SIOUX FALLS, S.D. (KELO) – The future of the Delbridge Museum of Natural History at the Great Plains Zoo remains up in the air as a workgroup met for the first time today to come up with a possible solution.

The group is comprised of city councilors, city and zoo officials as well as some community members. Sioux Falls Mayor Paul TenHaken has asked the group to come up with a draft surplus plan to present to the full city council in December.

Inside City Hall, a round table discussion is formed with one topic on everyone’s mind: the future of the Delbridge Museum of Natural History.

“I think we have to separate between the zoo and the aquarium future and the collection future,” City Councilor Rich Merkouris said. “We need to make sure that the zoo and the aquarium are set up, they’ve got a sustainable future where they are really building a plan together. If the collection isn’t a part of that, then we as a city have to answer the question — what’s the best decision for the collection.”

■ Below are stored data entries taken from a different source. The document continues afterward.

PR #3249, opened 2026-08-20
refactor(python)!: move the CUDA helpers out of `dora` into the `dora_tensor_pool` extension

phil-opp:
`dora/cuda.py` was about to be frozen into the 1.0 Python API, but nothing in dora imports it. Its only consumers are `examples/cuda-benchmark/` and the tensor-pool extension's own examples, and neither runs in CI — both are on the skip list for want of a CUDA toolkit (`scripts/smoke-all.sh:630`, `tests/example-smoke.rs`). It is about ten weeks old, has been reworked twice in the last week (#3079, #3152), and carries an open defect against the guard #3079 added (#3208). Removing a documented symbol after 1.0 needs a major bump; adding one back in 1.1 is additive — so it moves now, behind the same seam #3152 put the rest of the tensor pool behind.

The helpers become a real package rather than a third parked file: `libraries/extensions/tensor-pool/python/dora_tensor_pool`, installable from that directory and importable as `dora_tensor_pool`. `tensor_info_helpers.py` — parked out of `dora/cuda.py` by #3152 and never given an import path, which is exactly why the extension README and its own examples still read `from dora.cuda import` — folds in as `tensor_info.py`.

`get_tensor_info` and `tensor_from_info` existed in both files, identical apart from one docstring word (`read_memory_pool` vs `read_tensor_pool`). The extension's copy wins and the `dora/cuda.py` duplicate is dropped. Both carried the #3208 negative-dimension bypass, so that defect now sits entirely outside the 1.0 guarantees rather than half in and half out.

Updated consumers: four files in `examples/cuda-benchmark/`, both tensor-pool examples, the extension README, `docs/api-python.md` and `guide/src/languages/python.md`. The two doc pages now state plainly that the module is not part of the 1.0 API and where to install it from.

`cargo check -p dora-node-api-python` passes — the Rust binding never referenced the module. The package's three files parse, and every name `__init__` re-exports is defined. Not runnable end-to-end from here: the examples need a CUDA toolkit, same as before the move.

### DIFF
--- a/docs/api-python.md
+++ b/docs/api-python.md
@@ -743,10 +743,12 @@ Return the dictionary representation for YAML serialization.
 
 ---
 
-## CUDA Module
+## CUDA Module (opt-in extension)
+
+> **Not part of the 1.0 API.** These helpers moved out of the `dora` package into the `dora_tensor_pool` extension before 1.0 — they exist to serve the tensor-pool transport, which sits behind the extension seam, and are not covered by dora's 1.0 compatibility guarantees. Install from `libraries/extensions/tensor-pool/python`.
 
 ```python
-from dora.cuda import torch_to_ipc_buffer, ipc_buffer_to_ipc_handle, open_ipc_handle
+from dora_tensor_pool import torch_to_ipc_buffer, ipc_buffer_to_ipc_handle, open_ipc_handle
 ```
 
 Utilities for zero-copy GPU tensor sharing between nodes via CUDA IPC. Requires PyTorch with CUDA and Numba with CUDA support.
@@ -759,7 +761,7 @@ Convert a PyTorch CUDA tensor into an Arrow array containing the CUDA IPC handle
 import torch
 import pyarrow as pa
 from dora import Node
-from dora.cuda import torch_to_ipc_buffer
+from dora_tensor_pool import torch_to_ipc_buffer
 
 node = Node()
 tensor = torch.randn(1024, 768, device="cuda")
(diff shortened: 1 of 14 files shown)


phil-opp:

_This is a fully-automated review posted by Claude Code on a schedule; a human hasn't vetted it. Skip anything that isn't useful._

`libraries/extensions/tensor-pool/python/dora_tensor_pool/tensor_info.py` has no imports — it references `torch`, `np`, `ctypes`, and `_CudaArrayInterface` at module level and inside `tensor_from_info`, but the file starts straight with the docstring and then `_DTYPE_MAP = { "<i8": torch.int64, ... }`. On `main`, `tensor_info_helpers.py` had the same latent defect but was orphaned (no import path, README/examples all read `from dora.cuda import`), so nothing ever loaded it. This PR wires it into `dora_tensor_pool/__init__.py`:

```python
from .tensor_info import get_tensor_info, tensor_from_info
```

so `import dora_tensor_pool` now executes `tensor_info.py` and dies at the `_DTYPE_MAP` dict with `NameError: name 'torch' is not defined` — every consumer the PR updates (`examples/cuda-benchmark/{demo_,}{sender,receiver}.py`, `libraries/extensions/tensor-pool/examples/{sender,receiver}.py`, README, `docs/api-python.md`, `guide/src/languages/python.md`) fails at import. Fixing the top-level `_DTYPE_MAP` / `_TORCH_TO_NUMPY_DTYPE_MAP` NameError is enough to make `import dora_tensor_pool` succeed, but calling `tensor_from_info` then hits the same problem on `np`, `ctypes`, and `_CudaArrayInterface` (which the file's own docstring notes lives in `cuda.py` — needs `from .cuda import _CudaArrayInterface`).

The PR description says "the package's three files parse, and every name `__init__` re-exports is defined." Parsing is fine — the failure is at import execution, not at parse time — but the second half doesn't hold: `torch`, `np`, `ctypes`, `_CudaArrayInterface` are all undefined at the point `_DTYPE_MAP` runs.

CI doesn't catch this because the CUDA examples are on the skip list, but a smoke check of just `python -c "import dora_tensor_pool"` from `libraries/extensions/tensor-pool/python` would.

Not commenting on PR #3253 — it's a one-line CLAUDE.md doc correction and I confirmed the claim (`xtask/Cargo.toml` pins `version = "0.1.0"`; `apis/rust/operator/types/Cargo.toml` uses `version.workspace = true`).


---

PR #3254, opened 2026-08-21
fix(ros2-bridge): reject null string elements in array/sequence serialization

phil-opp:
## Summary

The scalar-string serialization path in `libraries/extensions/ros2-bridge/arrow/src/serialize/mod.rs` deliberately **rejects** a null value via `check_not_null`, with a documented rationale:

> ROS2 messages (and the CDR wire format) have no null concept… Serializing that would invent a value the producer never sent, so reject it instead.

The **array** (`string[N]`) and **sequence** (`string[]`) string paths violated that same invariant: they encoded a null element as `""` via `s.unwrap_or_default()`.

## Issue

A producer emitting an Arrow `List<Utf8>` (or `LargeList`) for a ROS2 string-array field with a **null element** — e.g. a `pyarrow` node that leaves a slot unset — had that null silently turned into an empty string on the CDR wire, rather than surfacing an error. This is inconsistent with the module's own null-rejection policy for scalar strings, and invents data the producer never sent (an empty string is a *value*, not "absent", on the wire).

Four functions were affected:
- `serialize_arrow_string` / `serialize_arrow_wstring` in `serialize/array.rs` (fixed `T[N]`)
- `serialize_arrow_string` / `serialize_arrow_wstring` in `serialize/sequence.rs` (variable `T[]`)

## Fix

Route all four element loops through a shared `reject_null_string_element` helper added next to the existing `check_not_null`. It mirrors the scalar path — erroring on a null element (naming the offending index) instead of substituting a default — so scalar, array, and sequence string paths now enforce the identical invariant. No change to the all-present (happy) path: the error `format!` is lazy (`ok_or_else`), so it allocates only when a null is actually present (which aborts the message anyway).

## Validation

- Added regression tests for a null element in `string[N]`, `wstring[N]`, and `string[]` (each asserts the null case errors and the all-present case still serializes). The all-present array test helper was consolidated to delegate to the nullable one (no duplicate scaffolding).
- `cargo test -p dora-ros2-bridge-arrow` → 24 passed, 0 failed.
- `cargo fmt -p dora-ros2-bridge-arrow -- --check` clean; `cargo clippy -p dora-ros2-bridge-arrow --tests -- -D warnings` clean.
- Rebased on current `origin/main`; full-workspace fmt + clippy pass, and the full test suite passes except pre-existing zenoh/rmw networking tests that require IPv6 (unavailable in this CI sandbox) — unrelated to this change.

---

⚠️ **This is a machine-generated change**, authored by Claude (an AI agent) as part of an automated code-review pass and reviewed for correctness. Please review carefully before merging.

---
_Generated by [Claude Code](https://claude.ai/code/session_014Yn5Z4p2j3uCKvBRaRh241)_

### DIFF
--- a/libraries/extensions/ros2-bridge/arrow/src/serialize/array.rs
+++ b/libraries/extensions/ros2-bridge/arrow/src/serialize/array.rs
@@ -12,7 +12,7 @@ use serde::ser::SerializeTuple;
 
 use crate::TypeInfo;
 
-use super::{TypedValue, check_array_len, error};
+use super::{TypedValue, check_array_len, error, reject_null_string_element};
 
 /// Serialize an array with known size as tuple.
 pub struct ArraySerializeWrapper<'a> {
@@ -323,8 +323,8 @@ where
 {
     check_array_len(array.len(), array_len)?;
     let mut seq = serializer.serialize_tuple(array_len)?;
-    for s in array.iter() {
-        seq.serialize_element(s.unwrap_or_default())?;
+    for (i, s) in array.iter().enumerate() {
+        seq.serialize_element(reject_null_string_element(s, i)?)?;
     }
     seq.end()
 }
@@ -340,8 +340,8 @@ where
 {
     check_array_len(array.len(), array_len)?;
     let mut seq = serializer.serialize_tuple(array_len)?;
-    for s in array.iter() {
-        let utf16: Vec<u16> = s.unwrap_or_default().encode_utf16().collect();
+    for (i, s) in array.iter().enumerate() {
+        let utf16: Vec<u16> = reject_null_string_element(s, i)?.encode_utf16().collect();
         seq.serialize_element(&utf16)?;
     }
     seq.end()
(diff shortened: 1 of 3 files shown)


phil-opp:

This PR is one of three opened by an automated in-depth review pass over `origin/main`. Each finding was independently verified against the current tree; each PR is scoped to one crate and validated with fmt + clippy (`-D warnings`) + the affected crate's tests, plus one full-workspace suite + `/review` + `/simplify` gate run over the combined diff. All three are **draft** and **machine-generated** (authored by Claude, an AI agent) — please review carefully.

### PRs opened by category

**Correctness**
- #3254 — `fix(ros2-bridge)`: reject null string elements in `string[]` / `string[N]` serialization (this PR). The array/sequence string paths encoded a null as `""`, violating the null-rejection invariant the scalar path already documents and enforces.

**Documentation**
- #3255 — `docs(node-api)`: compile-checked doctests for `DoraNode::send_output` and `EventStream::recv` — the two primary send/receive verbs had no runnable example while the lower-level `send_output_raw` did.

**Simplification**
- #3256 — `refactor(node-api)`: dedup five near-identical control-event JSON arms in `record_event` into one `control_event_json` helper (byte-for-byte identical output under `preserve_order`).

- **Coordinator per-IP connection rate limit throttles authenticated daemon reconnects** (`binaries/coordinator/src/ws_server.rs`) — real availability concern under a reconnect storm / shared-NAT deployment, but the correct fix is a judgment call (exempt the authenticated daemon endpoint vs. key on `DaemonId` vs. count only failed-auth) and the change is in DoS-protection code. Left for a maintainer decision rather than a speculative PR.
- **Dead `pub type SharedMemoryId = String`** (`libraries/message/src/common.rs`) — genuinely unused, but removing a `pub` alias is a semver-breaking change on a published crate right before the 1.0 stable cut; not worth the churn for a transparent alias.
- **`broadcast_all_nodes_ready` not guarded against a repeat trigger** (`binaries/coordinator/src/lib.rs`) — likely unreachable given the daemon-side latch; a defensive one-liner, low confidence.
- **`/api/artifacts` downloads share the same per-IP cap** — latent only; every current caller passes `artifact_base_url: None`, so the HTTP artifact path isn't exercised.
- **`mangle`/`demangle` asymmetry on a literal `%`** (`ros2-bridge/.../keyexpr.rs`) — matches the rmw_zenoh convention; ROS2 names don't contain `%`. By design.
- **`DataMessage` single-variant enum** — collapsing to a newtype would touch many call sites and forfeits the reserved variant tag for wire forward-compat; needs a maintainer call.
- **Log-level string mapping duplicated across CLI printers** — cold path, low value.

---

phil-opp:

No issues found.

The fix routes all four array/sequence string-element paths (`string`/`wstring` × `array.rs`/`sequence.rs`) through `reject_null_string_element`, and the routing match arms confirm `BoundedString`/`BoundedWString` and both the Utf8 (i32) and LargeUtf8 (i64) offset types funnel through those same generic functions — so there is no remaining bypass. The error is propagated as a `serde::ser::Error` (no panic, no swallow), and the non-null path is byte-identical to before. The added tests build genuine null slots (`StringArray::from(vec[Some("a"), None, Some("c")])`) and assert both the error case and the still-serializes case.

---

PR #3256, opened 2026-08-21
refactor(node-api): dedup control-event JSON in record_event

phil-opp:
## Summary

Five arms of `EventStream::record_event` (`apis/rust/node/src/event_stream/mod.rs`) — `Stop`, `InputClosed`, `InputRecovered`, `NodeRestarted`, `AllInputsClosed` — each recomputed the node-relative time offset and hand-built a JSON object that differed only in the `"type"` string and whether an `"id"` field was present.

## Issue

~45 lines of near-identical copy-paste, with the event schema (the `time_offset_secs` computation and field layout) spread across five places to keep in sync.

## Fix

Extract a `control_event_json(clock, start_timestamp, ty, id)` free function that centralizes the timestamp computation and field layout; the five arms collapse to one-liners.

- It is a **free function** (not a `&self` method) by necessity: `record_event` holds a mutable borrow of `self.write_events_to` across the `match`, so a `&self` method would conflict. Passing the disjoint `clock` and `start_timestamp` fields by reference is the standard disjoint-borrow idiom, and preserves the existing laziness (JSON is only built when recording is active).
- The object is built via `serde_json::Map` (rather than the `json!` macro) so the key order — `type`, optional `id`, `time_offset_secs` — stays **byte-for-byte identical** to the previous per-arm literals under serde_json's `preserve_order` feature (which this crate enables). No behavior change; this is a cold, recording-only path.

## Validation

- Added a unit test (`control_event_json_shape_and_key_order`) asserting the exact key set **and order** for both the id-bearing and id-less cases.
- `cargo test -p dora-node-api` → 182 passed, 0 failed.
- `cargo fmt` clean; `cargo clippy -p dora-node-api -- -D warnings` clean.

---

⚠️ **This is a machine-generated change**, authored by Claude (an AI agent) as part of an automated code-review pass and reviewed for correctness. Please review carefully before merging.

---
_Generated by [Claude Code](https://claude.ai/code/session_014Yn5Z4p2j3uCKvBRaRh241)_

### DIFF
--- a/apis/rust/node/src/event_stream/mod.rs
+++ b/apis/rust/node/src/event_stream/mod.rs
@@ -1004,17 +1004,12 @@ impl EventStream {
         if let Some(write_events_to) = &mut self.write_events_to {
             let event_json = match event {
                 EventItem::NodeEvent { event, .. } => match event {
-                    NodeEvent::Stop => {
-                        let time_offset = self
-                            .clock
-                            .new_timestamp()
-                            .get_diff_duration(&self.start_timestamp);
-                        let event_json = serde_json::json!({
-                            "type": "Stop",
-                            "time_offset_secs": time_offset.as_secs_f64(),
-                        });
-                        Some(event_json)
-                    }
+                    NodeEvent::Stop => Some(control_event_json(
+                        &self.clock,
+                        &self.start_timestamp,
+                        "Stop",
+                        None,
+                    )),
                     NodeEvent::Reload { .. } => None,
                     NodeEvent::Input { id, metadata, data } => {
                         let mut event_json = convert_output_to_json(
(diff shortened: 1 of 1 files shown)


phil-opp:

No issues found.

This refactor is behavior-preserving. `control_event_json` reproduces the five former per-arm `json!` objects exactly: value types (`Value::String` for `type`/`id`, `Number` for `time_offset_secs`) and the `type` → optional `id` → `time_offset_secs` key order all match the originals, and `serde_json`'s `preserve_order` feature is enabled for this crate so that ordering is real rather than incidental. No event fields are dropped, and the set of recorded vs. skipped events (`Reload`/`_ => None`, the untouched `Input` arm) is unchanged. The added `control_event_json_shape_and_key_order` test genuinely pins the key set and order for both the id-bearing and id-less cases.

---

“There’s a lot of complex issues here that have to be dealt with from the condition to how much we want to save it to what people are doing around the country to the use of the facilities,” Jeff Scherschligt, a community member in the group, said.

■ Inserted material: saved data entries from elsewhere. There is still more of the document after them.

PR #3261, opened 2026-08-21
fix(download): reject Windows reserved names and trailing dots in `sanitize_filename`

### LINKED ISSUE #3251: download_file: sanitize_filename accepts Windows reserved device names and trailing dots
Found during review of #3224 (which is fine — this is a pre-existing gap on `main`, not something that PR introduces).

`sanitize_filename` in `libraries/extensions/download/src/lib.rs` strips path components, rejects NUL bytes, and caps the length at 255 — but nothing else:

```rust
fn sanitize_filename(name: &str) -> Option<String> {
    let sanitized = Path::new(name).file_name().and_then(|n| n.to_str()).map(|s| s.to_string())?;
    if sanitized.contains('\0') || sanitized.len() > 255 {
        return None;
    }
    Some(sanitized)
}
```

`Content-Disposition` is attacker-influenced, so a hostile server can pick the resulting on-disk name within that charset.

## Two gaps

**Windows reserved device names.** `Content-Disposition: attachment; filename="NUL"` (or `CON`, `AUX`, `COM1`, `LPT1`, and the `NUL.bin` form) passes. On Windows `tokio::fs::File::create(target_dir/NUL)` opens the *null device*: the write and `sync_all` both "succeed", `download_file` returns a path to a device rather than a file, and the caller — `binaries/daemon/src/spawn/command.rs:87` — goes on to spawn or `dlopen` something with no content. Not a traversal, but a silent-corruption path.

**Trailing dots and spaces.** `filename="evil."` passes; Windows silently strips the trailing dot on create, so the file lands at a different path than the one returned.

## Not affected

Traversal is genuinely handled: `Path::file_name` kills `..`, `.`, `/`, and `a/..`. There is no percent-decoding anywhere in the crate — `url::Url::path_segments()` yields percent-*encoded* segments — so `%2f`, `%00` and `%2e%2e` never decode into separators, NUL, or `..`. The decode-then-sanitize ordering hazard does not apply here.

## Suggested fix

Reject the reserved stems case-insensitively (with or without an extension) and trim trailing dots/spaces, then re-check for empty. Both branches of `resolve_filename` already share `sanitize_filename`, so one change covers the header and the URL fallback.

Worth adding tests for the adversarial inputs the doc comment implies are covered — `"../../etc/passwd"`, `"/etc/passwd"`, an embedded NUL, a 256-byte name — none of which are exercised today.

phil-opp:
## Summary

Fixes #3251.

The Delbridge Museum was closed in August because, officials said, arsenic was detected in about 80% of the roughly 150 taxidermy mounts.

“And so over time that chemical leeches through the hide, leeches through hair and exposes itself as dust on the outside of the specimen,” Becky Dewitz, Great Plains Zoo CEO, said.

This first meeting was all about reviewing the information and laying the groundwork for the task this group has been asked to do.

“And I think we agreed upon some specific things that we need information back on,” Merkouris said. “So we need a third-party assessment to understand the condition, understand costs. And we also need some information on the zoo, their ongoing plans and making sure we’re setting up a sustainable future for everybody involved.”

“Hard decisions are not never easy but I think the way they’re going about it, the information that will be gathered, the diversity of the people on the board or the group will come up with the right decision because that’s our task,” Scherschligt said.

The next meeting is scheduled for October 19th at 8 a.m. in city hall and it is open to the public.